### WHAT THIS TASK INVOLVES
All lines below containing "publishing" are to be listed.

Excerpts from a dataset
———
PR #1657, opened 2015-06-23
Provide sensor_ref instead of sensor_name to run a single sensor

manasdk:
* We only guarantee uniqueness of ref and not of name therefore to
      target a single sensor it is better to use sensor_ref.

### DIFF
--- a/st2reactor/st2reactor/cmd/sensormanager.py
+++ b/st2reactor/st2reactor/cmd/sensormanager.py
@@ -45,14 +45,14 @@ def main():
     try:
         _setup()
         container_manager = SensorContainerManager()
-        sensors = _get_all_sensors()
+        sensors = None
 
-        if cfg.CONF.sensor_name:
-            # Only run a single sensor
-            sensors = [sensor for sensor in sensors if
-                       sensor.name == cfg.CONF.sensor_name]
+        if cfg.CONF.sensor_ref:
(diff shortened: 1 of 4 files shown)


st2reactor/st2reactor/cmd/sensormanager.py
```diff
@@ -45,14 +45,14 @@ def main():
...
-        sensors = _get_all_sensors()
+        sensors = None
 
-        if cfg.CONF.sensor_name:
-            # Only run a single sensor
-            sensors = [sensor for sensor in sensors if
-                       sensor.name == cfg.CONF.sensor_name]
+        if cfg.CONF.sensor_ref:
+            sensors = [SensorType.get_by_ref(cfg.CONF.sensor_ref)]
             if not sensors:
```
Kami: If `SensorType.get_by_ref` returns `None` and doesn't throw on in-existent DB object, we will never get into the if clause bellow since `bool([None]) is True`.

In short, we need to do something like:

```python
sensor = SensorType.get_by_ref(cfg.CONF.sensor_ref)
if not sensor:
    ...

sensors = [sensor]
```

Kami:
Besides the comment above, LGTM.

st2reactor/st2reactor/cmd/sensormanager.py
manasdk: Good catch. Fixed 60ba1f95abac424df9bb147fe4074ae91e516a62

PR #1659, opened 2015-06-24
Only run enabled sensors

manasdk:


st2reactor/st2reactor/cmd/sensormanager.py
```diff
@@ -36,7 +36,8 @@ def _teardown():
 
 
 def _get_all_sensors():
```
Kami: Minor thing - maybe the method should be called `_get_all_enabled_sensors` :)

Anyway, LGTM.

manasdk: Done https://github.com/StackStorm/st2/pull/1662

PR #1661, opened 2015-06-24
Dispatch internal trigger on datastore CUD action, add locking to avoid race conditions

Kami:
This pull request includes two changes:

### 1. Add locking using the new coordination service to avoid race conditions in the datastore API operations.

The title is self explanatory. This was a known issue / limitation since when we were making that change we were fine with that it until we implement locking. We didn't want to implement locking / coordination at that time, but not we have the necessary primitives / framework in places so we should use it.

### 2. Dispatch internal trigger when a datastore item is updated, deleted and when the value changes

This is something we have discussed a while back and we should ideally really do for all the content pack / system resources. The only difference is that for other resources we would only publish `create`, `update` and `delete` event, but no `value_change` event since this one is specific to the key value pair model. In theory, we could also publish `object_change` (or similar) event for other resources, but it has little value outside of the key value pair resource.

### TODO

- [x] Agree on the backend implementation and do the refactor (see https://github.com/StackStorm/st2/pull/1661#issuecomment-114850772 for details)
- [x] Add docs for the internal trigger events
- [x] Refactor the internal trigger registrar code, move it to the API process bootstrap phase (see https://github.com/StackStorm/st2/pull/1661#issuecomment-114859722 for details)


Kami:
As far as the "public API" for internal datastore events goes (how the trigger name and payload look like) - I think this should stay more or less the same, but the backend implementation is up for a discussion.

I've put event dispatch in the API layer right now since this is already an established pattern which we do in some other places (e.g. webhook), but we might want to move it to the persistence layer. Moving it to the persistence layer would be nice, especially if we want to do the same for other resources since it would result in a nicer programming API and reduce code duplication, but there are some caveats:

1. We would need to implement addition (per resource) logic which knows when a resource has changed. This shouldn't be a big issue and we would only do it for KeyValuePair resource.

2. We already have some event publishing code in place, but the events published by `CUDPublisher` & friends are system events which are only consumed by StackStorm. On the other hand, internal triggers are trigger events which can be consumed by users and also the StackStorm platform. To make this clear in the code we should use explicit (verbose) naming (e.g. `get_publisher` vs `get_trigger_publisher`, `publish_update` vs `publish_trigger_update_event`, etc.)

If you guys are OK with moving it to the persistence layer, I can make that change. To begin with, I would only enable publishing of those events for the KeyValuePair resource.

Kami:
On a related note - with this change, internal triggers will now also be published by the API process which means we can get rid of the internal trigger registrar and simply register all the internal triggers inside the API process during the bootstrap / setup phase.

Honestly, I don't know / remember why we didn't just do that in the past - internal trigger registrar needs access to the API and for the API service to be online to register the triggers so it's not really any different then registering triggers directly in the API process (in fact, doing it outside of the API by hitting the API involves all kinds of issues and limitations of which we are already aware of).

manasdk:
> If you guys are OK with moving it to the persistence layer, I can make that change.

Yes. This makes sense. Will reduce code and can be an easy opt-in mechanism for various resources.

> We already have some event publishing code in place, but the events published by CUDPublisher & friends are system events which are only consumed by StackStorm. On the other hand, internal triggers are trigger events which can be consumed by users and also the StackStorm platform.

CUDPublisher does not publish triggers those are internal messaging constructs. In this case we will always publish to the TriggerInstance exchange in RMQ and can be used in Rules. I am comfortable with the distinction and this should not lead to any confusion (i hope). so +1

manasdk:
> On a related note - with this change, internal triggers will now also be published by the API process which means we can get rid of the internal trigger registrar and simply register all the internal triggers inside the API process during the bootstrap / setup phase.

I don't see this code. What am I missing?

Kami:
@manasdk I didn't make that change yet - first wanted to make sure we are all on the same page and agree on the approach :)

manasdk:
> first wanted to make sure we are all on the same page and agree on the approach

No specific issue with the API. Registering from any component multiple instances bothers me but only because it is extra work. Having said that API is better than almost any other component.

Kami:
@manasdk Yes, currently we register it from multiple components, but with the new approach we will only register it inside the API service.

The end result will still be the same since previously, other services hit API to register the triggers, but the whole thing will be less hacky and more efficient and robust (e.g. triggers not getting registered when API is offline, etc.).

If user ran multiple API services this means we would still register it multiple times, but the operation is idempotent and eventually, we can also add locking if needed.

lakshmi-kannan:
Ideally, I'd have liked this PR to be two PRs - one for introducing locking and one for trigger events. 

I have problems with introducing locking. Looking at the coordinator code, if coordinator is disabled in configuration, like so https://github.com/StackStorm/st2/blob/master/st2common/st2common/services/coordination.py#L28

i have no idea how these locks would work. See 
https://github.com/StackStorm/st2/pull/1661/files#diff-b3d716a438dc579e526acc19503da088R108
So maybe we need to pay attention that case. I just want to make sure if I don't want locking enabled (st2express), things still work fine (even if race happens).

jfryman:
Help me understand why there is no `value` or `object` change event emitted? This is pretty much the thing that I'd need to really refactor the autoscale case to get rid of the sensor hack I created, because I'm detecting on a state change for growing/decreasing the case.

lakshmi-kannan:
After discussing more on slack, I think I am -1 to introducing locking for key value controller. We have similar issues for other models too. So we we need a common path for addressing all these. Having some models use locking and some not will cause confusions. Also, the deployment aspects of locking system haven't been nailed down.

Kami:
> Help me understand why there is no value or object change event emitted? This is pretty much the thing that I'd need to really refactor the autoscale case to get rid of the sensor hack I created, because I'm detecting on a state change for growing/decreasing the case.

@jfryman we do actually emit value change trigger right now (https://github.com/StackStorm/st2/pull/1661/files#diff-b3d716a438dc579e526acc19503da088R200) and I also plan to emit if after the refactor :)

When talking about not emitting it, I was referring to other resources, excluding datastore items. I think there is little value in emitting "object change" triggers for other resources right now, but I could also be convinced otherwise.

Kami:
> After discussing more on slack, I think I am -1 to introducing locking for key value controller. We have similar issues for other models too. So we we need a common path for addressing all these. Having some models use locking and some not will cause confusions. Also, the deployment aspects of locking system haven't been nailed down.

@lakshmi-kannan We do, but in other places issues usually aren't that big since we don't do read before write which is what we do in KeyValuePair update controller.

And I'm aware that we haven't decided on the deployment scenario for locking service just yet, but this code works in exactly the same manner as other code which uses locking right now - if user doesn't deploy and configure a coordination / locking service, this code won't do anything.

manasdk:
> So in short - I'm following an existing established approach. If you don't like that, then you should also voice your opinion earlier when we are introducing initial code for coordination service :P

The way m4dcoder put it locking is probabilistic. I do not fully understand what that means but it is not an advertised feature so I am comfortable with locking not truly working since I don't expect anyone to use that outside of a very controlled scenario. Here though it is different and once we set the expectation that there is some synchronization then then there better be synchronization!

manasdk:
> I don't expect anyone to use that outside of a very controlled scenario

In the controlled scenario a real co-ordination backend would exist.

Kami:
> The way m4dcoder put it locking is probabilistic. I do not fully understand what that means but it is not an advertised feature so I am comfortable with locking not truly working since I don't expect anyone to use that outside of a very controlled scenario. Here though it is different and once we set the expectation that there is some synchronization then then there better be synchronization!

We set expectations ourselves in the documentation - we should make it clear that if the user doesn't configure a coordination / locking backend there potential race conditions can occur in some code paths.

Also, as far as I understood it from our past discussions, we wanted to put code infrastructure in place first and eventually we will turn it on once we decided what locking backend we will include in a default installation.

manasdk:
> We set expectations ourselves in the documentation - we should make it clear that if the user doesn't configure a coordination / locking backend there potential race conditions can occur in some code paths.

What docs? This was dark shipped - are there docs?

> we wanted to put code infrastructure in place first and eventually we will turn it on once we decided what locking backend we will include in a default installation.

Yup. Limited to policy really. Again you can add locking and that will be a no-op if there is no co-ordination backend. Policy is opt-in which this impl is not opt-in ... I guess you would then make the case that it is harmless so why not keep it?

Kami:
I've pushed a change which introduces a "framework" for dispatching triggers for resource CUD operations - 606649b4505a2902e315b9d952b2ec7f4d07029c.

For now it's only enabled for KeyValuePair resource. In addition to CUD triggers, we also dispatch a special "high level" `value_change` trigger for this resource.

To distinguish between internal event publishing and trigger dispatching I've prefixed all the methods / variables with "dispatch" in contrast to "publish". This way it's also consistent with the existing code - internally, we always refer to it as dispatching and not publishing a trigger.

Kami:
Also, internal trigger registration refactor / change is in 70305cb5824a6bb5ad46bc51381fa1b7b9128172.

Kami:
Just FYI - I also pushed some documentation changes and improvements.

We have a couple of scripts which generate .rst files which are included in the documentation. Those files are now placed in `docs/source/_includes/` and those script are ran during `docs` Make target.

Also keep in mind that all the files in that directory are automatically generated from the code and shouldn't be edited manually.

scripts/utils.py
```diff
@@ -0,0 +1,87 @@
+# Note: This file is licensed under MIT license
```
manasdk: What is this file?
———
### EXERCISE OUTPUT
2. We already have some event publishing code in place, but the events published by `CUDPublisher` & friends are system events which are only consumed by StackStorm. On the other hand, internal triggers are trigger events which can be consumed by users and also the StackStorm platform. To make this clear in the code we should use explicit (verbose) naming (e.g. `get_publisher` vs `get_trigger_publisher`, `publish_update` vs `publish_trigger_update_event`, etc.)
If you guys are OK with moving it to the persistence layer, I can make that change. To begin with, I would only enable publishing of those events for the KeyValuePair resource.
> We already have some event publishing code in place, but the events published by CUDPublisher & friends are system events which are only consumed by StackStorm. On the other hand, internal triggers are trigger events which can be consumed by users and also the StackStorm platform.
To distinguish between internal event publishing and trigger dispatching I've prefixed all the methods / variables with "dispatch" in contrast to "publish". This way it's also consistent with the existing code - internally, we always refer to it as dispatching and not publishing a trigger.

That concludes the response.